The Black Sea grain initiative was brokered by the United Nations and Turkey in July and was extended in November. It is due to expire on 18 March unless an extension is agreed.

Yuriy Vaskov, Ukraine’s deputy minister of restoration, told Reuters last month that Kyiv would ask all sides to start talks on extending the deal by at least one year and that Ukraine wanted the city of Mykolaiv’s ports included.

Turkey’s foreign minister, Mevlüt Çavuşoğlu, said last week that Ankara was working hard to extend the initiative while Russia had signalled it was unhappy with aspects of the deal.

Moscow has said it will agree to extend the Black Sea grain deal only if the interests of its own agricultural producers are taken into account.

Updated

Russia’s state-owned Tass quotes Jan Gagin, an adviser to the Russian-installed leaders in the occupied portion of Donetsk, as saying that Russian forces control about half of Bakhmut. According to the report, he says:

Our artillery, our equipment and our troops are already in the city. They control almost half of Bakhmut.

I do not rule out attempts [by Ukrainian forces] to break through in order to try to keep it, and breakouts from the city itself, there is a chaotic retreat of small groups.

Tass reports that Gagin claimed that “asphalt roads in the area are already completely under the fire control of the Russian forces”.

The exact military position in Bakhmut remains unclear, and Gagin’s claims have not been independently verified.

An air alert has been declared across Ukraine.

Here are some of the latest pictures from Ukraine sent to us over the news wires.

Flowers and a candle are seen on the ruins of a destroyed apartment building in Borodianka.
Flowers and a candle are seen on the ruins of a destroyed apartment building in Borodianka. Photograph: Sergei Chuzavkov/Sopa/Rex/Shutterstock
A uses a torch to make her way in a basement shelter in Velyka Novosilka near the frontline in Donetsk.
A uses a torch to make her way in a basement shelter in Velyka Novosilka near the frontline in Donetsk.
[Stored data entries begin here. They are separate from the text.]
PR #38746, opened 2026-08-29
fix(router): break least-busy ties fairly and ignore unhealthy deployments

yatishgoel:
## TLDR

Problem this solves:

- Least-busy sends everything to the first-listed deployment
- Under light traffic the other deployments get nothing
- A cooled-down deployment makes it pick at random

How it solves it:

- Split evenly when deployments are equally busy
- Only weigh deployments that are actually available

## User Flow

Before: an admin puts two identical servers behind one model name and sets least-busy, but only the first server ever gets used

1. They add two deployments under the same `model_name`, set `routing_strategy: least-busy`, and start the proxy
2. They send 30 POST https://litellm-domain/v1/chat/completions requests to that model name, one at a time, waiting for each to finish
3. Every response comes back with the same `x-litellm-model-id`, so all 30 went to the first server and the second served none
4. They send 100 more with 40 in flight at once. The first server takes 79 of them, and at one point is holding all 40 at the same time
5. They make the first server ten times slower and repeat. It still takes 60 of the 100, so the slower server gets more work than the fast one

After: the same setup spreads requests across both servers, and the faster one gets more of them

1. They add two deployments under the same `model_name`, set `routing_strategy: least-busy`, and start the proxy
2. They send 30 POST https://litellm-domain/v1/chat/completions requests to that model name, one at a time, waiting for each to finish
3. The `x-litellm-model-id` header alternates between the two servers, roughly 16 and 14
4. They send 100 more with 40 in flight at once. The split is roughly 50/50 and neither server is ever holding more than about half the in-flight requests
5. They make the first server ten times slower and repeat. It now takes 20 of the 100 while the faster one takes 80

## Relevant issues

Fixes #37622

## Linear ticket

**Please complete all items before asking a LiteLLM maintainer to review your PR**

- [x] I have added meaningful tests
- [x] The handful of test files covering my change pass locally, e.g. `uv run pytest tests/test_litellm/<your_test_file>.py -v`. Leave the suites (`make test-unit-*`, `make test-unit`) to CI: it finishes in ~15 minutes where a laptop takes an hour or more
- [ ] My PR passes all required CI/CD checks (e.g., lint, schema.d.ts sync check, etc.)
- [x] My PR's scope is as isolated as possible; it only solves 1 specific problem
- [ ] I have received a Greptile **Confidence Score of at least 4/5** before requesting a maintainer review (Greptile reviews automatically once the PR is opened; only comment `@greptileai` to re-request a review after pushing changes)

## Delays in PR merge?

[...]

PR #38910, opened 2026-08-30
refactor(router_strategy): optimize least busy deployment selection l…

abdennour001:
### PR Title
perf(router): optimize least-busy deployment selection with early exit and single-pass lookup

---

#### Why the Current Implementation Needs Improvement
- **Silent Degradation to Random Routing:** Evaluates `all_deployments` across the entire model group instead of filtering healthy ones first. If an unhealthy/cooldown deployment has `0` in-flight requests, it gets selected as minimum, fails the healthy lookup, and silently falls back to `random.choice()`.
- **Inefficient 3-Loop Design:** Runs 3 separate passes (seeding, global min search, object lookup) even when an idle deployment with `0` traffic is immediately available.
- **Type Mismatches & Mutation:** Unnormalized `int` vs `str` ID comparisons cause lookups to fail, and the method mutates the input cache dictionary in-place during a read operation.

---

#### Summary of Changes
- Refactors `LeastBusyLoggingHandler._get_available_deployments` into a single pass over `healthy_deployments`.
- Adds an O(1) early-exit return when encountering any deployment with `traffic <= 0`.
- Normalizes deployment IDs to `str` for safe, deterministic cache lookups.

---

#### Complexity Comparison

Let $H$ = count of healthy deployments, and $A$ = total cached deployments in model group ($A \ge H$).

| Metric | Previous Implementation | Proposed Implementation |
| :--- | :--- | :--- |
| **Best-Case Time** | $\mathcal{O}(H + A + H) = \mathcal{O}(A + H)$ | $\mathcal{O}(1)$ (first healthy deployment is idle) |
| **Worst-Case Time** | $\mathcal{O}(H + A + H) = \mathcal{O}(A + H)$ | $\mathcal{O}(H)$ (all deployments active) |
| **Space** | $\mathcal{O}(1)$ (mutates input cache in-place) | $\mathcal{O}(1)$ (pure read) |

---

#### Checklist
- [x] Passed existing test suite (`tests/local_testing/test_least_busy_routing.py`)
- [x] No breaking API changes
- [x] Pure read operation without mutating cache input

### DIFF
--- a/litellm/router_strategy/least_busy.py
+++ b/litellm/router_strategy/least_busy.py
@@ -165,26 +165,23 @@ class LeastBusyLoggingHandler(CustomLogger):
         """
         Helper to get deployments using least busy strategy
         """
-        for d in healthy_deployments:
-            ## if healthy deployment not yet used
-            if d["model_info"]["id"] not in all_deployments:
-                all_deployments[d["model_info"]["id"]] = 0
-        # map deployment to id
-        # pick least busy deployment
+        if not healthy_deployments:
+            return None
+
         min_traffic = float("inf")
-        min_deployment = None
-        for k, v in all_deployments.items():
-            if v < min_traffic:
-                min_traffic = v
-                min_deployment = k
-        if min_deployment is not None:
-            ## check if min deployment is a string, if so, cast it to int
-            for m in healthy_deployments:
-                if m["model_info"]["id"] == min_deployment:
-                    return m
-            min_deployment = random.choice(healthy_deployments)
-        else:
-            min_deployment = random.choice(healthy_deployments)
+        min_deployment = healthy_deployments[0]
+
+        for deployment in healthy_deployments:
+            dep_id = str(deployment.get("model_info", {}).get("id", ""))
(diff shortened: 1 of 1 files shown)


rluisr:
Relevant to your refactor of this exact function: #39322 (no-network reproduction on 1.99.0) documents two behavioural bugs in `_get_available_deployments` beyond the inefficiency you're addressing.

1. Counts can go **negative** deterministically — with `cache: true`, a response-cache hit decrements without incrementing (`log_pre_api_call` never runs, but the success callbacks still fire with `cache_hit=True`). Your early-exit on `traffic <= 0` would return the first deployment with a non-positive count, which for a drifted deployment is exactly the one that should be avoided; worth guarding so the optimization doesn't cement the bug.
2. The strict `<` tie-break sends everything to the first-listed deployment when counts are equal (30/30 measured in #38746).

Filtering to healthy deployments first, which your PR does, is a real improvement. It may be worth coordinating with #38746 so the tie-break fix and this refactor don't conflict — there are five open PRs against this one function right now.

Photograph: Lisi Niesner/Reuters
A volunteer works at a workshop for creating female military uniforms in Kyiv.
A volunteer works at a workshop for creating female military uniforms in Kyiv. Photograph: Roman Pilipey/Getty Images

Updated

The Russian-installed governor of Sevastopol in Crimea has denied reports that explosions have been heard near Belbek airbase. Russian state-owned media Tass quotes Mikhail Razvozhaev’s Telegram channel, where he has posted:

The public is again writing about some kind of explosion near the airfield. This is a lie. Ship crews are training in the outer road. Everything is calm in the city.

Sevastopol is in Crimea, which the Russian Federation annexed in 2014, in a move not widely recognised internationally.

Suspilne, Ukraine’s state broadcaster, reports on its Telegram channel for Sumy that Bilopillia, a city in the north-east of Ukraine, close to the border with Russia, has been hit by mortar fire this morning. No damage or casualties were reported. The claim has not been independently verified.

Russian forces carried out 50 airstrikes and five missile strikes overnight and Ukrainian forces repelled 37 attacks in the area around Bakhmut, according to the latest update by the General staff of the armed forces of Ukraine.

Ukrainian forces carried out 15 airstrikes against Russian forces, including a strike on an anti-aircraft system. It also claimed to have shot down an SU-25 aircraft, nine Shaheed drones and eight other drones.

The claims have not been independently verified.

Russia’s FSB security services claim to have “neutralised” two men they claim attempted to carry out a car bombing on Russian businessman Konstantin Malofeyev.

Malofeyev is a media baron and owner of the ultra-conservative Tsargrad TV. He has supported Russia-backed separatists in Ukraine and trumpeted Moscow’s invasion as a “holy war.” He has been sanctioned by the US and was last year charged with trying to evade sanctions.

Pro-Kremlin television channel Tsargrad founder Konstantin Malofeyev.
Pro-Kremlin television channel Tsargrad founder Konstantin Malofeyev. Photograph: Kirill Kudryavtsev/AFP/Getty Images

A video was released showing what the FSB claims was the attempt to plant the bomb, with the agency blaming the commander of the Russian Volunteer Corps (RVC), which claims to be part of Ukraine’s armed forces. The Ukraine government did not immediately comment on the claims.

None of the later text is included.